== Data for processing ==
PR #718, opened 2022-11-20
First check

MaksymTseniukh:


src/main/java/core/basesyntax/ArrayList.java
```diff
@@ -1,48 +1,96 @@
...
 
     @Override
     public boolean isEmpty() {
-        return false;
+        return size == 0;
+    }
+
+    private void grow() {
+        if (elements.length == size) {
+            Object[] newArray = new Object[elements.length + (elements.length >> 1)];
```
aleksandr-bevza, line 84: Please, don't use bit operations. It reduces readability of code

src/main/java/core/basesyntax/ArrayList.java
```diff
@@ -1,48 +1,96 @@
...
+    private Object[] elements;
+
+    public ArrayList() {
+        elements = new Object[DEFAULT_CAPACITY];
+    }
+
     @Override
     public void add(T value) {
-
+        grow();
```
aleksandr-bevza, line 16: Remove length checking from grow() method. Grow() should be responsible for growing but not for checking size.
Otherwise it should be named like "checkLengthAndGrow()"
```suggestion
if (elements.length == size){
    grow();
}        
```

src/main/java/core/basesyntax/ArrayList.java
```diff
@@ -1,48 +1,96 @@
...
 
     @Override
     public void add(T value, int index) {
-
+        if (index == size) {
+            add(value);
+            return;
+        }
+        checkIndex(index);
+        grow();
```
aleksandr-bevza, line 28: Remove length checking from grow() method. Grow() should be responsible for growing but not for checking size.
Otherwise it should be named like "checkLengthAndGrow()"
```suggestion
if (elements.length == size){
    grow();
}        
```

aleksandr-bevza (changes requested):

aleksandr-bevza (approved):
===
Identify the lines in the entries that hold "responsible" and return each one.

- [Your response]
aleksandr-bevza, line 16: Remove length checking from grow() method. Grow() should be responsible for growing but not for checking size.
aleksandr-bevza, line 28: Remove length checking from grow() method. Grow() should be responsible for growing but not for checking size.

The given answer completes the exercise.